Collection entries
BEGIN

PR #386, opened 2024-04-16
feat(docs): automatic theme

### LINKED ISSUE #345: light theme
For web UI and documentation, could you add a switch to use light theme? Thanks!

steebchen:
# Description

fix #345

## Type of change


grutt:
Thanks @steebchen . I tried something similar but it looks like the light theme has limited coverage:

Screenshot 2024-04-16 at 7 19 19 AM

steebchen:
@grutt fixed by removing the fixed bg color in the main tag; I tried to set it only to dark but then it doesn't work when the user manually switches the theme. So I removed it completely for now.

Alternatively, we can opt in for the slightly different background color for the dark mode, but would then need to disable manual theme switching.

I think the best thing to do is what's in this PR: leave the default colors as is set by the default nextjs theme and detect the user's preferred theme. And optionally the user can switch it by using the integrated dark/light switcher in the bottom left.

grutt:
Almost there! Almost there, code blocks are now unreadable.

Screenshot 2024-04-16 at 1 28 46 PM

steebchen:
dammit, will take another look tomorrow in all places 😅

steebchen:
ok done @grutt

grutt (approved):

PR #397, opened 2024-04-18
fix: worker assignment race

grutt:
# Description

Workers with max run of 1 would be assigned multiple step runs which subsequently failed due to slots being full.

Depends on #394 

## Type of change

## What's Changed

- [x] refactored retrier as generic
- [x] added unassigned retrier
- [x] separated worker semafore increment on retry into separate transaction


internal/repository/prisma/get_group_key_run.go
```diff
@@ -46,8 +46,8 @@ func (s *getGroupKeyRunRepository) AssignGetGroupKeyRunToWorker(ctx context.Cont
 	// var assigned
 	var assigned *dbsqlc.AssignGetGroupKeyRunToWorkerRow
 
-	err = retrier(s.l, func() (err error) {
-		assigned, err = s.queries.AssignGetGroupKeyRunToWorker(ctx, s.pool, dbsqlc.AssignGetGroupKeyRunToWorkerParams{
+	err = deadlockRetry(s.l, func() (err error) {
+		assigned, err = s.queries.AssignGetGroupKeyRunToWorker(context.Background(), s.pool, dbsqlc.AssignGetGroupKeyRunToWorkerParams{
```
abelanger5:
```suggestion
		assigned, err = s.queries.AssignGetGroupKeyRunToWorker(ctx, s.pool, dbsqlc.AssignGetGroupKeyRunToWorkerParams{
```

Why is this `context.Background()`?

abelanger5 (changes requested):

PR #425, opened 2024-04-25
Feat  improved visibility

grutt:
# Description

Several metrics and states were not exposed making debugging challening.

Fixes HAT-145 HAT-125 HAT-142

## Type of change

## What's Changed

- [x] expose worker state
- [x] improve worker view
- [x] expose workflow run metrics counts
- [x] add workflow run summary
- [x] improve output with \n


grutt:
image
image
image

grutt:
image

api-contracts/openapi/paths/workflow/workflow.yaml
```diff
@@ -366,6 +366,79 @@ workflowRuns:
     summary: Get workflow runs
     tags:
       - Workflow
+workflowRunsMetrics:
+  get:
+    x-resources: ["tenant"]
+    description: Get all workflow runs for a tenant
+    operationId: workflow-run:metrics
```
abelanger5: This doesn't really matter at the moment, and isn't documented, but this should be `workflow-run:get:metrics`, the second part of the operation is always a verb in the other endpoints. This will eventually be important when doing RBAC.

internal/repository/prisma/dbsqlc/workflow_runs.sql
```diff
@@ -46,6 +46,41 @@ WHERE
         "status" = ANY(cast(sqlc.narg('statuses')::text[] as "WorkflowRunStatus"[]))
     );
 
+-- name: WorkflowRunsMetricsCount :one
+SELECT
+    COUNT(CASE WHEN runs."status" = 'PENDING' THEN 1 END) AS "PENDING",
```
abelanger5, line 51: Missing a `QUEUED` status here?

internal/repository/prisma/workflow_run.go
```diff
@@ -348,6 +356,65 @@ func listWorkflowRuns(ctx context.Context, pool *pgxpool.Pool, queries *dbsqlc.Q
...
+		queryParams.ParentStepRunId = pgParentStepRunId
+	}
+
+	if opts.EventId != nil {
+		pgEventId := sqlchelpers.UUIDFromStr(*opts.EventId)
+
+		queryParams.EventId = pgEventId
+	}
+
+	tx, err := pool.Begin(ctx)
```
abelanger5: You don't need to do `pool.Begin` when only doing 1 query (I've done this in other places, but shouldn't have). You can just do:

```
workflowRunsCount, err := queries.WorkflowRunsMetricsCount(ctx, pool, queryParams)

if err != nil {
    return nil, err
}
```

Without any of the begin/rollback/commit stuff.

internal/repository/workflow_run.go
```diff
@@ -233,6 +233,29 @@ type ListWorkflowRunsOpts struct {
...
+	ParentId *string `validate:"omitempty,uuid"`
+
+	// (optional) the parent step run id
+	ParentStepRunId *string `validate:"omitempty,uuid"`
+
+	// (optional) the event id that triggered the workflow run
+	EventId *string `validate:"omitempty,uuid"`
+
+	// (optional) the group key for the workflow run
+	GroupKey *string
```
abelanger5: I don't see this group key used in the query, or the `IDs` param either.

internal/repository/prisma/dbsqlc/workflow_runs.sql
grutt: Added, but I'm still confused by `QUEUED` and `PENDING`... it looks like we're not using these states for workflow runs and setting all runs directly to `RUNNING`?

api-contracts/openapi/paths/workflow/workflow.yaml
grutt: good catch

abelanger5 (approved):

PR #445, opened 2024-05-02
add jobs which always run on failure

abelanger5:
# Description

Adds Go SDK and backend support for `on_failure` jobs. These jobs will always run if the workflow fails (but will not run at the moment if the workflow gets cancelled - it's unclear if we should support this behavior or not). 

## Type of change


examples/on-failure/main.go
```diff
@@ -0,0 +1,92 @@
...
+
+	err = w.On(
+		worker.NoTrigger(),
+		&worker.WorkflowJob{
+			Name:        "on-failure-workflow",
+			Description: "This runs at a scheduled time.",
+			Steps: []*worker.WorkflowStep{
+				worker.Fn(StepOne).SetName("step-one"),
+			},
+			OnFailure: &worker.WorkflowJob{
```
grutt, line 59: should we abstract this so its just a step in the sdks...? i feel like it might be confusing to introduce a new "jobs" concept out of no where

internal/repository/prisma/dbsqlc/workflow_runs.sql
```diff
@@ -242,13 +242,16 @@ WITH jobRuns AS (
...
     WHERE
         "workflowRunId" = (
             SELECT "workflowRunId"
             FROM "JobRun"
             WHERE "id" = @jobRunId::uuid
         ) AND
-        "tenantId" = @tenantId::uuid
+        runs."tenantId" = @tenantId::uuid AND
+        -- we should not include onFailure jobs in the calculation
+        job."kind" != 'ON_FAILURE'
```
grutt: Should we make this only including defaults i would think future cases will also need to filtered?

grutt (changes requested):
minor things, i also want to test locally

examples/on-failure/main.go
abelanger5: This isn't out of nowhere, it's always been on the Go SDK. It's just that `worker.Fn` implements `WorkflowJob` as well.

internal/repository/prisma/dbsqlc/workflow_runs.sql
abelanger5: Good catch, will fix

PR #446, opened 2024-05-02
feat: event and workflow run metadata

grutt:
# Description

Often arbitrary metadata tags or labels are desirable to organize events and workflow runs. 

## Type of change

## What's Changed

- [x] Adds additionalMetadata columns to event and workflow runs
- [x] Revise list queries to filter by key-value pairs
- [x] add supporting ui
- [x] adds metadata to go sdk event push 

References: https://github.com/hatchet-dev/hatchet-typescript/pull/86


internal/repository/event.go
```diff
@@ -48,6 +51,9 @@ type ListEventOpts struct {
 
 	// (optional) the order direction
 	OrderDirection *string `validate:"omitempty,oneof=ASC DESC"`
+
+	// (optional) the event metadata
+	AdditionalMetadata *[]byte
```
abelanger5:
```suggestion
	AdditionalMetadata []byte
```

Arrays are nil by default, so `*` is unnecessary

internal/repository/workflow_run.go
```diff
@@ -231,6 +253,9 @@ type ListWorkflowRunsOpts struct {
 
 	// (optional) the order direction
 	OrderDirection *string `validate:"omitempty,oneof=ASC DESC"`
+
+	// (optional) exact metadata to filter by
+	AdditionalMetadata *map[string]interface{} `validate:"omitempty"`
```
abelanger5:
```suggestion
	AdditionalMetadata map[string]interface{} `validate:"omitempty"`
```

internal/repository/workflow_run.go
```diff
@@ -248,6 +273,9 @@ type WorkflowRunsMetricsOpts struct {
 
 	// (optional) the event id that triggered the workflow run
 	EventId *string `validate:"omitempty,uuid"`
+
+	// (optional) exact metadata to filter by
+	AdditionalMetadata *map[string]interface{} `validate:"omitempty"`
```
abelanger5:
```suggestion
	AdditionalMetadata map[string]interface{} `validate:"omitempty"`
```

internal/services/controllers/events/controller.go
```diff
@@ -146,10 +147,18 @@ func (ec *EventsControllerImpl) handleTask(ctx context.Context, task *msgqueue.M
 		return fmt.Errorf("could not decode task metadata: %w", err)
 	}
 
-	return ec.processEvent(ctx, metadata.TenantId, payload.EventId, payload.EventKey, []byte(payload.EventData))
+	additionalMetadata := make(map[string]interface{})
+
+	err = json.Unmarshal([]byte(payload.EventAdditionalMetadata), &additionalMetadata)
```
abelanger5: Need nil check

prisma/migrations/20240426175227_v0_22_1/migration.sql
```diff
@@ -0,0 +1,12 @@
+/*
```
abelanger5: Collapse into 1 migration

api/v1/server/handlers/workflows/trigger.go
```diff
@@ -17,6 +17,8 @@ import (
 )
 
 func (t *WorkflowService) WorkflowRunCreate(ctx echo.Context, request gen.WorkflowRunCreateRequestObject) (gen.WorkflowRunCreateResponseObject, error) {
+	// TODO metadata
```
abelanger5: Remove todo?

abelanger5 (changes requested):

api/v1/server/handlers/workflows/trigger.go
```diff
@@ -57,8 +59,26 @@ func (t *WorkflowService) WorkflowRunCreate(ctx echo.Context, request gen.Workfl
 		), nil
 	}
 
-	createOpts, err := repository.GetCreateWorkflowRunOptsFromManual(workflowVersion, inputBytes)
+	additionalMetadata := make(map[string]interface{})
```
steebchen:
```suggestion
	var additionalMetadata map[string]interface{}
```

api/v1/server/oas/transformers/workflow_run.go
```diff
@@ -296,16 +296,28 @@ func ToWorkflowRunFromSQLC(row *dbsqlc.ListWorkflowRunsRow) *gen.WorkflowRun {
 
 	workflowRunId := sqlchelpers.UUIDToStr(run.ID)
 
+	var additionalMetadata (map[string]interface{})
```
steebchen:
```suggestion
	var additionalMetadata map[string]interface{}
```

prisma/schema.prisma
```diff
@@ -226,6 +226,9 @@ model Event {
   // data stored in the event
   data Json?
 
+  // metadata stored in the event
+  additionalMetadata Json?
```
steebchen, line 233: can we not name this `metadata`? Would be a little cleaner. Or is this conflicting with existing metadata names?

abelanger5: I'm going to leave this as-is, we can certainly change the column name later. I imagine this is preventing `metadata` from being an overloaded field in the API. I think a more apt name would be `userMetadata`?

abelanger5 (approved):

PR #2609, opened 2025-12-05
Fix: Leasing for payload job

mrkaye97:
# Description

Making the payload job acquire a lease before continuing as opposed to an advisory lock so that only one controller can run the job at a time

## Type of change

### DIFF
--- a/pkg/repository/v1/payloadstore.go
+++ b/pkg/repository/v1/payloadstore.go
@@ -2,6 +2,7 @@ package v1
 
 import (
 	"context"
+	"encoding/json"
 	"fmt"
 	"sort"
 	"time"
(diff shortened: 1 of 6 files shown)


pkg/repository/v1/payloadstore.go
```diff
@@ -513,23 +518,62 @@ func (p *payloadStoreRepositoryImpl) ProcessPayloadCutoverBatch(ctx context.Cont
...
-	PartitionDateStr string
+	ShouldRun      bool
+	LastOffset     int64
+	PartitionDate  PartitionDate
+	LeaseProcessId pgtype.UUID
 }
 
-func (p *payloadStoreRepositoryImpl) prepareCutoverTableJob(ctx context.Context) (*CutoverJobRunMetadata, error) {
+func (p *payloadStoreRepositoryImpl) acquireOrExtendJobLease(ctx context.Context, tx pgx.Tx, processId pgtype.UUID, partitionDate PartitionDate, offset int64) (*CutoverJobRunMetadata, error) {
+	leaseInterval := 2 * time.Minute
```
mrkaye97, line 528: important: does this seem reasonable? we could also make it an env var - 2 mins seemed like a looong time to need for processing one iteration, so it seemed okay to me

abelanger5: I think it just needs to be longer than the max statement timeout in the process right (looks like 10 seconds)? we can perhaps pull these into the top of the file so it's easier to compare times.

abelanger5 (approved):

pkg/repository/v1/payloadstore.go
mrkaye97: yeah good call, will make that a multiple of the timeout

mrkaye97: oh wait so it's more involved than that b/c the process will create a new tx on every batch, so we'd get N statements (one per batch) with 10s timeouts each. I'm going to leave this as-is for now, I think basically it needs to be longer than the longest reasonable time to complete the job end to end if only one iteration were needed

PR #2613, opened 2025-12-05
Feat: Process all old partitions in a loop

mrkaye97:
# Description

Loops through old partitions and process each one sequentially

## Type of change

### DIFF
--- a/pkg/repository/v1/payloadstore.go
+++ b/pkg/repository/v1/payloadstore.go
@@ -10,6 +10,7 @@ import (
 	"github.com/google/uuid"
 	"github.com/hatchet-dev/hatchet/pkg/repository/postgres/sqlchelpers"
 	"github.com/hatchet-dev/hatchet/pkg/repository/v1/sqlcv1"
+	"github.com/hatchet-dev/hatchet/pkg/telemetry"
 	"github.com/jackc/pgx/v5"
 	"github.com/jackc/pgx/v5/pgtype"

END

**Goal of the exercise:**
Whenever a line above contains "triggered", copy that line.

**Answer space:**
+	// (optional) the event id that triggered the workflow run
 	// (optional) the event id that triggered the workflow run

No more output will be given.